How much trash do you produce in a day? How about a year?

It adds up a lot faster than you might  think — especially in the United States, which collectively generates more garbage — or municipal waste — than any other nation on earth. With only five percent of the world’s population, America creates roughly 25 percent of the planet’s waste. On average, each American produces more than seven pounds of trash a day (or 2,555 pounds a year) according to a recent Columbia University survey. That’s a big pile of garbage, and it’s the cause of some unsettling consequences. But it’s also great fodder for a catchy animated music video, composed by the folks at Explainer Music for The Lowdown.

By the Numbers

160 million tons a year 

The approximate amount of garbage that ends up in U.S. landfills annually, according to the Environmental Protection Agency.

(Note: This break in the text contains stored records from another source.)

PR #280, opened 2019-04-11
win32: also ENABLE_VIRTUAL_TERMINAL_PROCESSING on stderr

zmwangx:
Follow-up on #277.

As discussed here[1], it's not really necessary when stdout and stderr are the
same console, but it doesn't hurt either.

Note that we did not test sys.stderr.isatty() in the code. This has been
considered, and deemed not a problem, since stdout is handled first (what
really matters) and we have a catch-all pass for any possible exception.

[1] https://github.com/jarun/googler/pull/277#discussion_r274245020

### DIFF
--- a/googler
+++ b/googler
@@ -3247,17 +3247,19 @@ def main():
             # https://docs.microsoft.com/en-us/windows/console/setconsolemode
             if platform.release() == '10':
                 STD_OUTPUT_HANDLE = -11
+                STD_ERROR_HANDLE = -12
                 ENABLE_VIRTUAL_TERMINAL_PROCESSING = 0x0004
                 try:
                     from ctypes import windll, wintypes, byref
                     kernel32 = windll.kernel32
-                    stdout_handle = kernel32.GetStdHandle(STD_OUTPUT_HANDLE)
-                    old_mode = wintypes.DWORD()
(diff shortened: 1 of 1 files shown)


zmwangx:
Nice number by the way.

Screen Shot 2019-04-11 at 1 08 55 PM

guilt:
We're not considering the case where stdout goes to file and stderr does not :) But yeah, that's not a general usecase, so we should be good.

In general, we should be getting the same handle for STDOUT and STDERR, so we're good.

zmwangx:
stdout goes to file => no color by default.

stdout goes to file, color enabled by user, user still wants to use interactive prompt for whatever reason (errors are not colored) => user is insane.

googler
```diff
@@ -3247,17 +3247,19 @@ def main():
             # https://docs.microsoft.com/en-us/windows/console/setconsolemode
             if platform.release() == '10':
                 STD_OUTPUT_HANDLE = -11
+                STD_ERROR_HANDLE = -12
```
jarun: Can we put this complete block (from line 3245 to 3266) within a separate API?

jarun:
Oops, I think I've already merged it. But anyway, can we do the API separation?

PR #283, opened 2019-05-07
Show matched keywords as bold in result abstracts

EvanDotPro:
Useful for telling when Google has matched synonyms to your query (for example,
search "stationary supplies" or "aosp"). This is very helpful information for
deciding when to wrap a word or phrase in quotes to force an exact match, or
otherwise refine your search query.

- Does not bolden matched keywords if colors are disabled.
- Includes array of matched keyword for each result in json output.
- Will look into tests upon receiving feedback on the idea.

### Examples:

Screenshot from 2019-05-07 11-02-42

Screenshot from 2019-05-07 11-14-14

### DIFF
--- a/googler
+++ b/googler
@@ -2121,7 +2121,12 @@ class GoogleParser(object):
                 if mime:
                     title = mime.text + ' ' + title
                 url = self.unwrap_link(a.attr('href'))
-                abstract = div_g.select('.st').text.replace('\n', '')
+                matched_keywords = []
+                abstract = ''
+                for childnode in div_g.select('.st').children:
+                    if childnode.tag == 'b' and childnode.text != '...':
+                            matched_keywords.append({'phrase': childnode.text, 'offset': len(abstract)})
+                    abstract = abstract + childnode.text.replace('\n', '')
                 try:
                     metadata = div_g.select('.slp').text
                     metadata = metadata.replace('\u200e', '').replace(' - ', ', ').strip()
@@ -2141,7 +2146,7 @@ class GoogleParser(object):
                     continue
             index += 1
             self.results.append(Result(index, title, url, abstract,
-                                       metadata=metadata, sitelinks=sitelinks))
+                                       metadata=metadata, sitelinks=sitelinks, matches=matched_keywords))
 
         # Showing results for ...
         # Search instead for ...
@@ -2221,6 +2226,7 @@ class Result(object):
     abstract : str
     metadata : str or None
     sitelinks : list
+    matches : list
 
     Class Variables
     ---------------
@@ -2238,7 +2244,7 @@ class Result(object):
     colors = None
     urlexpand = True
 
-    def __init__(self, index, title, url, abstract, metadata=None, sitelinks=None):
+    def __init__(self, index, title, url, abstract, metadata=None, sitelinks=None, matches=None):
         index = str(index)
         self.index = index
         self.title = title
@@ -2246,6 +2252,7 @@ class Result(object):
         self.abstract = abstract
         self.metadata = metadata
         self.sitelinks = [] if sitelinks is None else sitelinks
+        self.matches = [] if matches is None else matches
 
         self._urltable = {index: url}
         subindex = 'a'
@@ -2276,7 +2283,7 @@ class Result(object):
             else:
                 print(' %s%-*s %s %s' % (' ' * pre, indent, index + '.', title, url))
 
-    def _print_metadata_and_abstract(self, abstract, metadata=None, indent=5, pre=0):
+    def _print_metadata_and_abstract(self, abstract, metadata=None, matches=None, indent=5, pre=0):
         colors = self.colors
         try:
             columns, _ = os.get_terminal_size()
@@ -2290,6 +2297,15 @@ class Result(object):
                 print(' ' * (indent + pre) + metadata)
 
         if colors:
+            # Start from the last match, as inserting the bold characters changes the offsets.
+            for match in reversed(matches or []):
+                abstract = (
+                    abstract[: match['offset']]
+                    + '\033[1m'
+                    + match['phrase']
+                    + '\033[0m'
+                    + abstract[match['offset'] + len(match['phrase']) :]
+                )
             print(colors.abstract, end='')
         if columns > indent + 1 + pre:
             # Try to fill to columns
@@ -2305,7 +2321,7 @@ class Result(object):
     def print(self):
         """Print the result entry."""
         self._print_title_and_url(self.index, self.title, self.url)
-        self._print_metadata_and_abstract(self.abstract, metadata=self.metadata)
+        self._print_metadata_and_abstract(self.abstract, metadata=self.metadata, matches=self.matches)
 
         for sitelink in self.sitelinks:
             self._print_title_and_url(sitelink.index, sitelink.title, sitelink.url, pre=4)
@@ -2322,6 +2338,8 @@ class Result(object):
             obj['metadata'] = self.metadata
         if self.sitelinks:
             obj['sitelinks'] = [sitelink.__dict__ for sitelink in self.sitelinks]
+        if self.matches:
+            obj['matches'] = self.matches
         return obj
 
     def urltable(self):


jarun:
This is really cool and I was kind of hoping someone contributes this. Thank you!

> Includes array of matched keyword for each result in json output.

Can you share an example output for a visual cue?

EvanDotPro:
@jarun Just pushed a fix to the json bit (went a little copy/paste happy there). Also added an example screenshot up in the PR description.

jarun:
Thank you!

@zmwangx please take a look.

EvanDotPro:
Just noticed COLORMAP with 'X' and 'x' defined for bold/normal already. I'll update to use that in a bit.

jarun:
Sure!

jarun:
A quick note, beware of the cases where the length of the keyword is very short e.g. 12... I think you need to ensure we highlight words only and not substrings. Another thing would be to ensure the mechanism works even when the word is at the beginning or end.

EvanDotPro:
I believe those cases (substring, beginning, and end) are all covered by my use of [\b](https://www.regular-expressions.info/wordboundaries.html) in the regex replacement. I did quite a bit of local testing, but if you find any cases where `\b` is not sufficient, let me know and I'll update the PR accordingly.

jarun:
Sure!

jarun:
Once you are done with the COLORMAP X use, leave a note.

zmwangx:
Interactive part: LGTM. Don't bother with using `COLORMAP`, it's there for mapping user-defined color themes to actual sequenced. Fixed sequences can be hard-coded, no problem.

Parser and structured output changes: not so sure. Does anyone actually need that? If one actually does need that, just the matching part seems be incomplete info, too — position of a match is almost as important as the text of the match (think of information captured by a `re.Match`). Lastly, if someone needs this, they can simply do a regex query themselves like you've shown and get all the information.

I'd say let's just not bother with the addition to structured output.

googler
```diff
@@ -2277,7 +2286,7 @@ class Result(object):
             else:
                 print(' %s%-*s %s %s' % (' ' * pre, indent, index + '.', title, url))
 
-    def _print_metadata_and_abstract(self, abstract, metadata=None, indent=5, pre=0):
+    def _print_metadata_and_abstract(self, abstract, metadata=None, keywords=[], indent=5, pre=0):
```
zmwangx: Use `None` for the default value. Don't use a mutable default value for a keyword argument. See for instance https://docs.python-guide.org/writing/gotchas/#mutable-default-arguments.

zmwangx: (I know, we don't actually mutate this specific argument in the method body, but it's code smell.)

zmwangx:
An update to my last comment: sorry, I didn't read the code in detail and misunderstood what's being matched. You're matching against matched phrases highlighted in Google's response, not phrases supplied by the user (what I thought). In that case, the parser addition is definitely warranted. Still not that convinced about addition to structured output, though.

zmwangx:
Just came up with an important use case(s) where the re matching strategy fails: any written language that doesn't have visible word boundaries. e.g., Chinese or Japanese. Try e.g. `googler 中文`; nothing is highlighted. So, while regex matching is smart, it has crippling limitations after all. My initial response is fitting:

> position of a match is almost as important as the text of the match

And I guess the information has to be recorded in the parser, not afterwards with clever tricks.

(Not trying to diminish this feature in any way.)

EvanDotPro:
Yeah, the whole idea here is that often Google matches words and phrases that it feels are synonymous with your search terms, and it's useful to the user to know when Google is doing this sort of loose matching.

When you say structured output, are you talking about JSON?

zmwangx:
> it feels are synonymous with your search terms

Makes sense.

> When you say structured output, are you talking about JSON?

Yeah.

EvanDotPro:
Well, as one example, I have a personal side project in mind where I'll be consuming the JSON for a non-cli interface, which I will need to know which terms Google has matched in order to make them bold in the UI (for the same reasons we'd want them bold in the CLI interface).

zmwangx:
Actually, I was already convinced matches could/should be added to structured output when I had [this realization](https://github.com/jarun/googler/pull/283#issuecomment-490321282). But as I said, match positions also have to be included, otherwise we can only support a subset of languages. Since schema changes should be done with extreme care, it has to be all or nothing.

zmwangx:
In case I wasn't clear enough, what I have in mind is something like:

```json
{
  "url": "...",
  "title": "...",
  "abstract": "...",
  "matches": [
    {"phrase": "...", "offset": ...},
    {"phrase": "...", "offset": ...},
    ...
  ]
}
```

EvanDotPro:
Totally understood. Hadn't given any thought as to how regex's \b handles unicode, my bad. I'll hopefully have time to get these changes in tomorrow. :+1:

zmwangx:
No problem, this is not at all obvious for people who are only familiar with the Latin/Cyrillic/etc. writing systems. Consider this simple Chinese phrase, "中文书面语", which means "Chinese written language"; it can be broken down into two or three words: "中文" — Chinese, "书面语" — written language (which could be further broken into "书面" — written, "语" — language), but there's no word boundary character inside it:

```py
>>> re.findall(r'\b.', '中文书面语')
['中']
```

(As a result tokenization of Chinese/Japanese text is nontrivial and requires specialized tokenizers, a simple example being ICU's BreakIterator.)

As for implementation, iterating over children of a `div_g.select('.st')` and manually build up the text content (instead of using the `text` property) while recording positions as needed should do the trick. The HTML parser's API is documented at https://docs.tcl.sh/py/dim/ in case you need it.

jarun:
@EvanDotPro any update on this?

EvanDotPro:
Sorry for the delay on this @jarun, been very busy the last couple weeks.

@zmwangx I implemented your suggestions for improved support of non-English unicode words. Tested it with your example above and it seems to be working as expected.

Screenshot from 2019-05-14 10-06-14

I've updated the JSON schema as suggested as well:

Screenshot from 2019-05-14 10-07-11

jarun:
@zmwangx please review.

googler
```diff
@@ -2277,7 +2284,7 @@ class Result(object):
             else:
                 print(' %s%-*s %s %s' % (' ' * pre, indent, index + '.', title, url))
 
-    def _print_metadata_and_abstract(self, abstract, metadata=None, indent=5, pre=0):
+    def _print_metadata_and_abstract(self, abstract, metadata=None, matches=[], indent=5, pre=0):
```
zmwangx: `matches=None`.

googler
```diff
@@ -2291,6 +2298,10 @@ class Result(object):
                 print(' ' * (indent + pre) + metadata)
 
         if colors:
+            # Start from the last match, as inserting the bold characters changes the offsets.
+            matches.reverse()
+            for match in matches:
```
zmwangx: `for match in reversed(matches)` is enough, and doesn't mutate the argument, which is an unintended side effect.

googler
```diff
@@ -2291,6 +2298,10 @@ class Result(object):
...
+                abstract = abstract[:match['offset']] + '\033[1m' + match['phrase'] + '\033[0m' + abstract[match['offset']+len(match['phrase']):]
```
zmwangx: Line too long, break it up; also, for consistency, use spaces around operators. Below is black's take on this statement, with quotes replaced. (I'm not a fan of black, and it's obviously too late to blacken googler, but it does stop all arguments on code formatting.)

```py
abstract = (
    abstract[: match['offset']]
    + '\033[1m'
    + match['phrase']
    + '\033[0m'
    + abstract[match['offset'] + len(match['phrase']) :]
)
```

googler
zmwangx: Actually, should use `reversed(matches or [])` now that `matches` could be `None`.

jarun:
@EvanDotPro any update on this? We are planning to make a release soon. I would love to have this in.

jarun:
@zmwangx I guess @EvanDotPro is busy. If we accept this PR in its current state would you be able to finish it off without spending too much time? I really want to have it in next the release.

zmwangx:
Sorry for the slow reply here... I believe I already thoroughly reviewed the changed last time and left very specific actionable comments. I'll fix up the commit according to my comments tomorrow, do a bit of testing, and close this.

jarun:
Thank you!

zmwangx:
Fixed up the review comments, squashed (author date reset, author kept) and force pushed. Will merge into master when green.

jarun:
Thank you!

PR #303, opened 2019-11-16
Point user to wiki article when there are no results

zmwangx:
I wrote a wiki article about what to do when "No results" happens: https://git.io/googler-no-results. Hopefully it will reduce user anxiety and increase efficiency, and save some explanations when the inevitable happens again.

The message is shown at most once per session. It is not shown in --json mode, obviously.

Example:

    $ googler adjskfasdfhasjkfhsajkhdfa
    No results.
    If you believe this is a bug, please review https://git.io/googler-no-results before submitting a bug report.
    googler (? for help) asdfasdfhajsdfhasjkdfhajshdfahjdsk
    No results.
    googler (? for help)

### DIFF
--- a/googler
+++ b/googler
@@ -2524,6 +2524,8 @@ class GooglerCmd(object):
 
         self.promptcolor = True if os.getenv('DISABLE_PROMPT_COLOR') is None else False
 
+        self.no_results_instructions_shown = False
+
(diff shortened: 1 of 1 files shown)


jarun:
Thank you!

The agency reports that Americans produce roughly 250 million tons of trash a year, about one-third of which is recycled or composted. That’s equivalent to the weight of more than 91 million cars (assuming average car weight of 1.75 tons)! An alternate calculation, as reported in the annual BioCycle/Columbia University survey, estimates total municipal waste at closer to 390 million tons.

7 pounds a day

The approximate amount of trash (compost and recycling included) generated by every man, woman and child in the United States.  That’s according to Edward Humes, author of Garbology, who uses data compiled from the  BioCycle/Columbia University survey.  In an interview on NPR’s Fresh Air, Humes explains that the EPA estimate of 4.4 lbs per person per day is a pretty dramatic underestimate:

“Every landfill weighs the stuff that comes in, [but] the EPA doesn’t do that … They calculate how much stuff we manufacture in the U.S. and what its life expectancy is, and they crunch these numbers and they sort of predict how much trash will be thrown away. And unfortunately, it vastly underestimates the trash that we make.”

184 percent .. 

more trash is produced in the United States today than was generated in 1960, according to EPA data.

22 billion pounds

Amount of carbon dioxide created each year by America’s garbage trucks. Annually, garbage trucks use about one billion gallons of diesel fuel, according to a report by environmental education group Inform Inc. Meanwhile, the U.S. Energy Information Administration estimates that burning a gallon of diesel creates more than 22 pounds of CO2.   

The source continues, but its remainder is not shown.